Although denosumab was successful in facilitating surgical resection in our series, our patient with the distal femur GCTB had a local tumor recurrence necessitating a second surgery. Recently, concern has been raised that denosumab may even increase the risk of local recurrence in patients with GCTB of the extremities, specifically after curettage.10 Errani and colleagues reported in a retrospective review that 60% of patients with GCTB of the extremities who had been treated with denosumab and curettage had a local recurrence, compared with 16% of patients treated with curettage alone.10 In addition, 80% of patients treated with denosumab and curettage achieved joint preservation, compared with 94% of patients who underwent curettage alone. Denosumab was the only independent factor associated with an inferior prognosis for recurrence‐free survival and joint preservation after a median of 7 years’ follow‐up.10

In addition to the observations of Errani and colleagues,10 Traub and colleagues reported that the new osseous tumor matrix and thickened cortical bone that developed after denosumab treatment raised new surgical challenges by impairing the surgeon's ability to delineate the true extent of the tumor.11 These authors theorized that tumor cells might be better able to hide within the thickened cortex and subchondral bone tissue, which might in turn increase the frequency of local recurrence.11 Of relevance to these tumoral considerations, we observed an escape from suppressed bone resorption, with a precipitous rise to above baseline in serum CTX by 5 months post‐denosumab initiation, while receiving monthly denosumab dosing. The notion of “rebound effect” is emerging for a number of clinical outcomes in the denosumab treatment setting, including rebound vertebral fractures and loss of bone mineral density after denosumab discontinuation in women with postmenopausal osteoporosis.12 Rebound hypercalcemia in young children with osteogenesis imperfecta while on active therapy13, 14, 15 and in two adolescents and one young adult with GCTB have also been described. With respect to side effects, although not observed in our patients, Uday and colleagues reported one adolescent with denosumab‐treated GCTB who experienced osteonecrosis of the jaw.15 This adolescent received a significantly larger cumulative dose of denosumab than our patients (5520 mg compared with an average cumulative dose of 1500 mg in our patients).

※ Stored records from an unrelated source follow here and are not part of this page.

PR #1219, opened 2026-09-10
improvement(charts): a Heatmap composed from existing primitives

clement-scality:
**Component**: `charts` — a new `Heatmap`

**TL;DR** — Adds a `Heatmap` component: one row per entity, one column per time slot, each cell coloured by its value.

Split out of #1190, which carried this plus a logarithmic Y axis. The axis is in #1218 now; this one is the heatmap and nothing else.

### Context / Why

Nothing in `core-ui` reads one metric across many entities over time — the shape a service-status board or a per-node health strip wants. It started life in #1190 as a story-only recipe, a design proposal to be argued with before anything landed in `src/`. That review happened, the shape held, so it is a component.

It is assembled from `Box`, `Tooltip`, `Text` and `ChartLegend` rather than from a charting library: the grid is CSS, so it costs no Recharts instance and scales to a few hundred cells without one.

### 🧩 Approach

The component owns everything it draws — title, row labels, grid, x-axis, legend — so an app hands it data and a colour scale, not a composition:

```tsx
<Heatmap
  title="Monitoring Services Status"
  legendTitle="Service Status"
  scale={{ colorSet: { OK: theme.statusHealthy, /* … */ } }}
  rows={rows}
  columns={timeSlots}
/>
```

Two scales, and they type the data with them:

| `scale` | Cells | Legend |
|---|---|---|
| `discrete` (default) | value names | mounts its own `ChartLegendWrapper` from `colorSet`, so the legend both colours the cells and filters the grid on click. Omit `colorSet` to read a wrapper the caller put above instead — that is how several charts share one legend. |
| `continuous` | numbers | ramps one colour by opacity, beside a `HeatmapGradientScale` handed the same `max` the cells were ramped against, so the printed domain cannot drift from what the grid shows. |

The grid is driven by `columns`, not by each row's cells. A row shorter than the axis has to leave the rest of its line empty, and CSS auto-placement does the opposite — it pulls the next row's label out of the gutter and skews everything below it. A `null` cell holds its slot.

What stays with the caller is domain, not composition: which colour `OK` / `WARNING` / `CRITICAL` / `NONE` are worth, and in what order the legend lists them. The component has no business knowing those statuses.

### 📷 Screenshots

**`ScreenshotEquivalent`** — 5 services, 4 columns, the last one with no data yet. The rest of the stories are worth clicking through rather than screenshotting.

Heatmap, services against time slots with a status legend

### 🔍 Review focus

- 🟡 **Moderate** — `charts/heatmap/Heatmap.tsx` — the props surface, and two calls worth a second opinion. **One implementation per scale** rather than one branch inside it, because the discrete scale reads the legend context and a hook cannot be called conditionally; the dispatcher pays for it with a cast, since TypeScript narrows on a top-level discriminant and not on `scale.type` one level down. And **`showLegend` defaults to `true` even when the wrapper is inherited**, so two heatmaps under one shared wrapper draw two identical legends until the caller says otherwise — a predictable default preferred over an implicit rule.
- ⚪ **Minor** — `charts/heatmap/Heatmap.utils.ts` — the opacity ramp: clamped to its domain, and rounded to two decimals so a dense grid does not mint a styled class per cell.
- ⚪ **Minor** — accessibility: every cell is a tab stop, which is what makes its tooltip reachable from the keyboard (`Tooltip` opens on focus). On the `Dense grid` story that is ~400 tab stops. Say so if you would rather trade the keyboard path for a shorter tab order.

### 🧪 How to test

```bash
npm run storybook
```

*Charts → Heatmap*. It opens on a `Playground` whose **data is a control**, so it is meant to be poked at rather than read:

1. `Playground` → Controls → **`rows`**. It is a JSON editor: add a row, rename one, change any cell to `OK` / `WARNING` / `CRITICAL` / `NONE`. The x-axis is derived from the longest row, so adding cells adds columns.
2. Still on `rows`: **delete the last cells of one row**. Its line ends early and every other row stays put — that is the auto-placement fix.
3. Click a legend entry. Unselected statuses fade rather than vanish, so the shape of the data survives the filter.
4. `Dense grid` → push **`cellGap`** to 0 for a continuous timeline, then raise **`columns`** to 96 and use **`labelEvery`** to keep the axis legible. `noDataColumns` is the "collection has not caught up" tail.
5. `Numeric values` is the continuous scale: **`minOpacity`** is the floor that keeps the low end visible, and the gradient beside the grid states the domain the cells were ramped against.
6. Tab into the grid. A focused cell outlines itself and opens its tooltip — the same one hover gives.

Theme switching is worth a pass: the status colours, the cell outlines and the gradient all come from tokens.

```bash
npm test -- src/lib/components/charts/heatmap
```

### 🔗 References

**Breaking Changes**: none. `Heatmap`, `HeatmapGradientScale` and `getHeatmapMaxValue` are new exports on `next.ts`; nothing existing changes.

`charts/heatmap/` is the component: `Heatmap.tsx` (the frame, the grid and one implementation per scale), `HeatmapGradientScale.tsx` (the continuous legend, placed by the component or by the caller, like `ChartLegend`), `Heatmap.utils.ts` (the ramp and the domain) and their tests. `stories/Heatmap/` keeps the data and the theme colours, and nothing else.

Two shapes were tried and dropped along the way in #1190. One stacked a `GlobalHealthBar` per row — it worked, but it needs one chart instance per row and hides every x-axis but the last. The other was a `NestedProportionBar`, a different chart altogether, which is not part of this PR.

</details>


src/lib/components/charts/heatmap/Heatmap.tsx
```diff
@@ -0,0 +1,426 @@
...
+   * Hide the legend, for a heatmap whose scale is stated elsewhere: several
+   * grids under one shared legend, a ramp beside its own
+   * `HeatmapGradientScale`.
+   */
+  showLegend?: boolean;
+  /** Show one x-axis tick every N columns, to keep a dense axis legible. */
+  labelEvery?: number;
+  cellHeight?: string;
+  cellGap?: string;
+  /** The row label gutter. Labels truncate rather than widen it. */
```
JeanMarcMilletScality: No truncate mechanism found on the label. Label should use the ConstrainedText component

Image

Also labelWidth is string but a not valid CSS width value broke the layout completely. Improve typing or change how the grid column is compute to avoid this

src/lib/components/charts/heatmap/Heatmap.tsx
```diff
@@ -0,0 +1,426 @@
...
+      columns.length,
+      1,
+    )}, minmax(0, 1fr))`}
+    gap={cellGap}
+    alignItems="center"
+    flex="1"
+  >
+    {rows.map((row, rowIndex) => (
+      <React.Fragment key={`${row.label}-${rowIndex}`}>
+        <Box textAlign="right" pr={spacing.f8}>
```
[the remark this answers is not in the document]
JeanMarcMilletScality: Use constrainedText

Cuervino:
Hello Clément,

I pulled the branch and ran the storybook locally, so this is feedback from using it, not from reading the code.

First, the thing I want us to be explicit about: in a heatmap, colour is the only channel carrying information. By definition it is not accessible on its own, and here the tooltip is what saves it. I am fine with that for this component, it is the very nature of a heatmap, but two consequences follow. The limitation has to be written down in the guidelines rather than discovered, and I want to keep the number of components that rely on colour alone as small as possible. So this one should not become a habit.

What I like: the row labels are right-aligned, which makes them much easier to scan against the grid. The selected state is a good call too, it uses the design system's selection token and it is painted as an outline, so nothing moves when you hover. Accessibility is clearly not an afterthought either, every cell is reachable and announces itself, and the tooltip opens on focus, not only on hover.

Now the points I would like you to look at.

1. A new component needs its guideline page, and for this one it matters more than usual, because of the colour limitation above. Take the Button guideline as the model and keep it short to start with, the designers can grow it later. What I would want in a first pass: when to use a heatmap and when a table or a line chart is the better answer, the accessibility limitation stated plainly, which colour sets are allowed (status versus categorical), how the time axis and the tooltip express time, and the empty and no-data states.

2. The time axis does not follow our date format. It shows "08-25" and "09-02", which is month first and numeric, so it reads as 11 September for us and as 9 November for anyone used to day first. Our format guideline gives "DD MMM" (20 Jul) for a chart time axis. The tooltip itself is fine as it is.

3. The period in the title is optional at best. Our charts carry the unit, not the range, and even where you see a period in the BarChart stories, the time range is usually controlled globally, outside the chart. So "last 24 hours" and "last 14 days" written into a title will not hold once a real range selector drives the data.

4. Midnight. Showing it as 00:00 is fine by me, but no story crosses midnight today, so the choice is invisible. Please add one that does, so the decision to change nothing is on the record.

5. The hover should say how long a cell lasts. Today it gives a single instant, and I have to compare it with the next tick to work out whether I am looking at 15 minutes, an hour or a day. My preference is the full slot on the first line, "25 Aug 03:30 to 04:00". If that is too long, keep the start time and add the duration next to it, "25 Aug 03:30, 30 min".

6. The cursor turns into a hand on every cell, but nothing is clickable. It promises an action that does not exist, in every use case.

7. The stories shout. "OK", "WARNING", "CRITICAL", "NONE" in full uppercase reads as generated content, and stories are what people copy. Normal capital initials please.

8. Colours. When the values are not statuses, please do not reuse the status palette: in the backup story the cyan that means "Healthy" elsewhere becomes "Full", and that story mixes job types (Full, Incremental, Snapshot) with job outcomes (Skipped, Failed) in one scale. A neutral categorical set is what is missing, and we already have the series colours in the theme, which is what the same story uses at the top. One story goes further and hardcodes four colours that exist in no theme (#3B9EDB, #E8A33D, #8E6FD8, #5A6270), so they will not follow any theme at all.

9. Have you checked both light and dark? I ran it in A-Light and the component itself holds up. The hardcoded colours above are the part that will not.

10. What is the use case for the continuous scale? I am not convinced we need it. Distinct colours read better than a ramp, and if we do need intensity I would rather discretise it into a few steps. What settles it for me is the low end: a nearly transparent cell and a "no data" cell look almost the same, so "almost nothing" and "nothing" become hard to tell apart. What is your take on that one?

11. For percentages, the top of the scale should be pinned to 100 by default, overridable. Today it stops at the highest value in the data, so two charts side by side are not comparable. LineTimeSerieChart already does this with its percentage axis.

Cuervino (changes requested):
Requesting changes so this does not land before we settle the design points, which I left in full in the comment above: https://github.com/scality/core-ui/pull/1219#issuecomment-5637263389

Happy to discuss any of them, several are questions rather than asks.

Cuervino:
Even if my previous content looked AI-generated, it's really my personal review, but maybe the style is not understandable enough because generated by Claude. Please tell me if it's the case, I need to adapt and to have the correct tone, and it should be explainable enough.

src/lib/components/charts/heatmap/Heatmap.tsx
```diff
@@ -0,0 +1,478 @@
...
+  rows,
+  columns,
+  appearanceOf,
+  labelEvery = 1,
+  cellHeight = spacing.f20,
+  cellGap = spacing.f4,
+  labelWidth = '7rem',
+  formatColumnTick = (column) => (
+    <FormattedDateTime format="time" value={column} />
+  ),
```
Cuervino: The default tick is hardcoded to the time of day and ignores the step of the axis, so a daily axis prints "00:00" over and over unless the caller passes `formatColumnTick`. The component already knows the slot duration from `getColumnEnds`, so it could derive the default: time of day below a day, the abbreviated date from a day up.

It is invisible in the stories because the only daily one passes the override, so the first consumer is the one who will find it.

src/lib/next.ts
```diff
@@ -30,6 +30,9 @@ export {
   LineTimeSerieChart,
   GlobalHealthBar,
   Sparkline,
+  Heatmap,
+  HeatmapGradientScale,
+  getHeatmapMaxValue,
```
Cuervino: Let's drop the continuous scale: no use case today, and a published prop we have never exercised still has to be documented, tested and supported. If we need it later, we can easily introduce it.

That takes out `HeatmapGradientScale`, `getHeatmapMaxValue`, `ContinuousHeatmapProps` and `HeatmapContinuousScale`, plus the Numeric Values story. Two open points go with them: pinning the top of the ramp to 100, and the gradient issue the bot flagged when `min > 0`.

On steps instead of a ramp, no need to settle fixed versus configurable now. The day a product needs _intensity_, the use case will tell us.

stories/Heatmap/heatmap.stories.tsx
```diff
@@ -0,0 +1,631 @@
...
+    const columnCount = Math.max(
+      1,
+      ...args.rows.map((row) => row.cells.length),
+    );
+
+    return (
+      <Box maxWidth="60rem">
+        <Heatmap
+          title="Monitoring Services Status"
+          legendTitle="Service Status"
```
Cuervino: Sometimes you use title case and sometimes sentence case. I would prefer sentence case, so "Monitoring services status" here and "Service status" for the legend. The other charts in this file are already in sentence case, and examples are what people copy.

stories/Heatmap/heatmap.guideline.mdx
```diff
@@ -0,0 +1,119 @@
...
+
+**Collected nothing.** When the entity existed and the value is unknown — collection has not caught
+up, the exporter was down — that is a value like any other. Give it a name in the `colorSet` and a
+theme neutral, so it appears in the legend, can be filtered, and reads as "we do not know" rather
+than as a hole in the grid.
+
+<Canvas of={HeatmapStories.DenseGrid} sourceState="none" />
+
+An entirely empty grid is not the component's business. A heatmap with no rows renders its axis and
+nothing else; the surrounding page is what should say why.
```
Cuervino: I reworked this page. Two things were missing: what a heatmap hides through aggregation, and the name itself, since in UX research a heatmap is a different object (clicks or gaze painted over a screenshot), so it should read as "heatmap chart".

I also dropped the date format rule, because it belongs in the component rather than in every caller, and the sentence about an empty grid, because I could not verify it: with no rows the component still renders the title, the axis and the full legend.

Full version below, take what you want from it.

```suggestion
# Heatmap chart

A heatmap chart is a matrix. One row per entity, one column per slice of a
second dimension, and a colour at each crossing standing for the value there.

That second dimension is time in most cases, and status history is the case this
component was built for: one column per time slot, the colour saying how each
entity was doing then. Time is not a requirement. Any second dimension with few
enough values works.

<Canvas of={HeatmapStories.ScreenshotEquivalent} sourceState="none" />

A note on the name: in UX research, a heatmap is a different object, clicks,
scrolls or gaze painted over a screenshot of a page. Both are called heatmaps
and they have nothing to do with each other. Here it should be understood as
"heatmap chart".

## When to use it

Use it when the pattern matters more than the number, and when there are enough
rows and enough columns **for a pattern to exist**.

Use something else when:

- The exact values matter. A table states them, a heatmap only implies them
  through colour.
- There is one entity, or a handful. A line chart shows the trend and the
  magnitude, which a row of coloured squares throws away.
- There are two or three columns. That is a status list, not a grid.

## Every cell is an aggregate

A cell covers a slice and says one thing about it, so something was dropped on
the way. The rule that dropped it decides what the reader sees, and the same
data under two rules produces two different grids.

- **Worst value wins.** One minute of outage colours the whole hour. Nothing is
  missed, but a brief incident and a sustained one look alike.
- **Average.** Brief incidents disappear into the slots around them.
- **Last value.** The grid shows the state at the end of each slot and says
  nothing about what happened inside it.

Worst value wins is the usual choice for status history, because missing an
outage is worse than overstating one. It is still a choice, and one the reader
cannot recover from the picture. Say which rule applies, in the legend title or
beside the chart.

The aggregation happens before the component. `Heatmap` paints the values it is
given and never computes them, so this is a decision for the page, not a prop.

Slot width is part of the same decision. Narrower slots aggregate less and show
more, up to the point where the grid stops being readable. Anything that lets a
user change the window has to re-aggregate, and the answer on screen changes
with it.

## Accessibility: colour is the only channel

Colour carries the value on its own. No shape, no label and no position tells
one cell from another, so the grid stays closed to a reader who does not
separate the hues. The tooltip is what makes it usable: every cell takes focus,
carries an `aria-label`, and opens its tooltip on focus as well as on hover, so
the grid can be read from the keyboard and by a screen reader.

That trade is acceptable here, because a heatmap chart without colour is not a
heatmap chart. It is not acceptable as a habit:

- Pick colours that stay apart from one another, including for the most common
  colour vision deficiencies. Two neighbouring hues in the same set are the
  first thing to check.
- Keep the value set small. Four or five values is the ceiling at which distinct
  hues stay distinct.
- Do not treat this page as a precedent for the next component that leans on
  colour alone.

## Colour sets

Which palette applies follows from what the values mean, and the two cases do
not mix.

**Status values**, meaning states of health, take the theme status tokens
(`statusHealthy`, `statusWarning`, `statusCritical`) and a theme neutral for the
absence of data. They follow the theme, so a status grid holds in light and
dark with nothing else to do.

**Categorical values**, meaning anything else, take the series colours
(`lineColor1` to `lineColor8`, or `lineTimeSeriesColorRange`).

<Canvas of={HeatmapStories.CustomColorSet} sourceState="none" />

Two rules hold in both cases. Never borrow the status palette for a category: a
value painted `statusHealthy` claims to be healthy, and a reader who learnt that
colour elsewhere in the product will read it the same way here. Avoid hardcoded
hex values, they belong to no theme and follow none.

Order the legend the way the values mean something, through `scale.sortOrder`.
Alphabetical is the default and is rarely what the reader expects. Where the
stored value is not what should be shown, `scale.labelMap` renames it in the
legend and `formatValue` does the same for the tooltip and the `aria-label`.

## Time

The axis carries the start of each slot, thinned out by `labelEvery` so a dense
axis stays legible.

The axis does not mark the change of day. A slot that opens a new day carries
the same kind of label as the others, and the date is only in the tooltip.

<Canvas of={HeatmapStories.AcrossMidnight} sourceState="none" />

## Empty and no data

Two cases have to be distinguished: a slot where the entity had nothing to
report, and a slot where a value exists but was not collected.

**No cell.** A `null` cell, or a row shorter than the axis, leaves its slot
empty. It applies when the entity did not exist during that slot. The grid
follows `columns` rather than the length of each row, so a short row keeps its
place and the rows below it are not shifted.

**No value collected.** When the entity existed but its value is unknown, it is
treated as a value of its own. Declare it in the `colorSet` with a theme
neutral, so that it appears in the legend and can be filtered like the others.

<Canvas of={HeatmapStories.DenseGrid} sourceState="none" />
```

Cuervino (approved):
Hello Clément,

I ran the storybook on `7267bcf1`, most of what I raised is in. Thanks, and good call on the response codes.

I am approving so this is not stuck on me, on the understanding that the continuous scale goes before merge. See my comment on `next.ts`.

One question (it is what made me rework the guideline): every cell is an aggregate, and the rule behind it changes the picture: worst value wins, average and last value give three different grids from the same data. 
👉 Which rule should we recommend ? Do you think the component should help state it to the reader?

The rest is on the lines.

src/lib/components/charts/heatmap/Heatmap.tsx
```diff
@@ -0,0 +1,420 @@
...
+  renderTooltip,
+}: HeatmapGridProps<T>) => {
+  // read off the axis once, not once per cell
+  const columnEnds = getColumnEnds(columns);
+
+  return (
+    <Box
+      display="grid"
+      /* `repeat(0, …)` is invalid CSS, which would drop the whole template */
+      gridTemplateColumns={`${labelWidth} repeat(${Math.max(
```
JeanMarcMilletScality: The labelWidth type is string but an invalid CSS declarations will broke the whole grid.
The type should be tighten or move this value out of the grid templates

src/lib/components/charts/heatmap/Heatmap.tsx
```diff
@@ -0,0 +1,420 @@
...
+  legendTitle?: ReactNode;
+  /**
+   * Hide the legend, for a heatmap whose scale is stated elsewhere: several
+   * grids standing under one shared legend.
+   */
+  showLegend?: boolean;
+  /** Show one x-axis tick every N columns, to keep a dense axis legible. */
+  labelEvery?: number;
+  cellHeight?: string;
+  cellGap?: string;
```
JeanMarcMilletScality: `cellGap` ans `cellHeight` need a docs on what is expected and the default value. Also the type could be tighten.

src/lib/components/charts/heatmap/Heatmap.tsx
```diff
@@ -0,0 +1,420 @@
...
+export type HeatmapDiscreteScale = {
+  type?: 'discrete';
+  /**
+   * The color of each value. Omit it to read a `ChartLegendWrapper` the caller
+   * put above instead — which is how several charts come to share one legend.
+   */
+  colorSet?: ChartLegendWrapperProps['colorSet'];
+  sortOrder?: ChartLegendWrapperProps['sortOrder'];
+  /** Display labels for the legend items, when a value is not its own label. */
+  labelMap?: ChartLegendWrapperProps['labelMap'];
```
JeanMarcMilletScality, line 67: `sortOrder` and `labelMap` are ignored if there is no `colorSet`. Need at least a comment setting this clearly

src/lib/components/charts/heatmap/Heatmap.tsx
```diff
@@ -0,0 +1,420 @@
...
+                    : defaultTooltip(cell, formatValue)
+                }
+              >
+                <Cell
+                  $color={color}
+                  $opacity={opacity}
+                  $height={cellHeight}
+                  tabIndex={0}
+                  role="img"
+                  aria-label={`${row.label} ${formatValue(value)}`}
```
JeanMarcMilletScality: Missing the time value for the label.
Also each cell is a tab stop, the container should have be `role="grid"` and the cell role="gridcell"

src/lib/components/charts/heatmap/Heatmap.tsx
```diff
@@ -0,0 +1,420 @@
...
+  const columnEnds = getColumnEnds(columns);
+
+  return (
+    <Box
+      display="grid"
+      /* `repeat(0, …)` is invalid CSS, which would drop the whole template */
+      gridTemplateColumns={`${labelWidth} repeat(${Math.max(
+        columns.length,
+        1,
+      )}, minmax(0, 1fr))`}
```
JeanMarcMilletScality: No min on cell, meaning that if the column number increase or if available space is small, the cell will not stop shrinking. Also the labels for time can overlap.
@Cuervino Should the cell have a min size ? And what happens if there is no enough space ?

clement-scality: A new Horizontal Scroll story is available to try this, giving each cell a minimum width so a long axis scrolls sideways instead of shrinking.

Cuervino: Yes, it's a very good question, @JeanMarcMilletScality. 
No minimum size that makes the grid scroll, as a status history is read as one picture, so the window has to fit.

As is, this component might be tricky, especially if it doesn't calculate anything regarding how much space it has, but only depends on the backend. 
And maybe you (Jean-Marc) need to provide a bit of responsiveness rules here since it's a topic that you start to be an expert at. 
It might be possible to set the legend on the bottom and not on the right if there is not enough space, and also maybe there is a way to combine and to make a new aggregation if there is not enough space to reduce the number of horizontal slots.

src/lib/components/charts/heatmap/Heatmap.tsx
```diff
@@ -0,0 +1,567 @@
...
+                <Tooltip
+                  key={key}
+                  placement="top"
+                  overlay={
+                    renderTooltip
+                      ? renderTooltip(cell)
+                      : defaultTooltip(cell, formatValue)
+                  }
+                >
+                  <Cell
```
JeanMarcMilletScality: A wrapper holding the role `gridcell`should be put on top of the tooltip
  ```suggestion
                  <Box
                    role="gridcell"
                    key={key}
                    /* grid, not block: TooltipContainer is inline-block and would
                       otherwise shrink to fit a cell that has no width of its own */
                    display="grid"
                  >
                    <Tooltip
                      placement="top"
                      overlay={
                        renderTooltip
                          ? renderTooltip(cell)
                          : defaultTooltip(cell, formatValue)
                      }
                    >
                      <Cell
                        $color={color}
                        $opacity={opacity}
                        $height={cellHeight}
                        tabIndex={0}
                        /* without the slot, a screen reader counts columns to place it */
                        aria-label={`${row.label}, ${formatSlot(
                          column,
                          columnEnds[columnIndex],
                        )}, ${formatValue(value)}`}
                      />
                    </Tooltip>
                  </Box>
  ```

stories/Heatmap/heatmap.guideline.mdx
```diff
@@ -0,0 +1,153 @@
...
+(`lineColor1` to `lineColor8`, or `lineTimeSeriesColorRange`).
+
+<Canvas of={HeatmapStories.CustomColorSet} sourceState="none" />
+
+Two rules hold in both cases. Never borrow the status palette for a category: a
+value painted `statusHealthy` claims to be healthy, and a reader who learnt that
+colour elsewhere in the product will read it the same way here. Avoid hardcoded
+hex values, they belong to no theme and follow none.
+
+Order the legend the way the values mean something, through `scale.sortOrder`.
```
JeanMarcMilletScality, line 124: Maybe we should mention here the `sortOrder: 'status' `

stories/Heatmap/heatmap.guideline.mdx
```diff
@@ -122,9 +122,23 @@ colour elsewhere in the product will read it the same way here. Avoid hardcoded
...
 Order the legend the way the values mean something, through `scale.sortOrder`.
-Alphabetical is the default and is rarely what the reader expects. Where the
-stored value is not what should be shown, `scale.labelMap` renames it in the
-legend and `formatValue` does the same for the tooltip and the `aria-label`.
+It takes three forms:
+
+- **`'alphabetical'`**, the default. It is rarely the order a reader is looking
+  for: severity, or the order a pipeline runs in, almost never sorts by name.
+- **`'status'`**, a shorthand for `Success`, `Warning`, `Failed`, in that order.
+  It keeps only those three, and a value named anything else still paints its
```
JeanMarcMilletScality: Warning is correct but I'm not sure this is the correct place to put it or at least not in this form: Example:   - **`'status'`**, a shorthand for `Success`, `Warning`, `Failed`, in that order.
    Any other value is left out of the legend, including the absence value.
 Maybe add a more complete warning in JSDoc of sortOrder ?

JeanMarcMilletScality (approved):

In summary, denosumab was effective for GCTB regression, facilitating surgical resection, and in alleviating symptoms before resection. Neither hypo‐ nor rebound hypercalcemia were observed with our calcium and vitamin D management protocol. On the other hand, the local recurrence of a distal femur GCTB after curettage, combined with recent observations in the literature that denosumab is associated with an increased risk of recurrence after this surgical technique,10 raises the need for further studies to understand the benefits and risks of denosumab in the GCTB setting.

Disclosures

LMW has been a consultant to and is participating in clinical trials with Amgen. All other authors state that they have no conflicts of interest.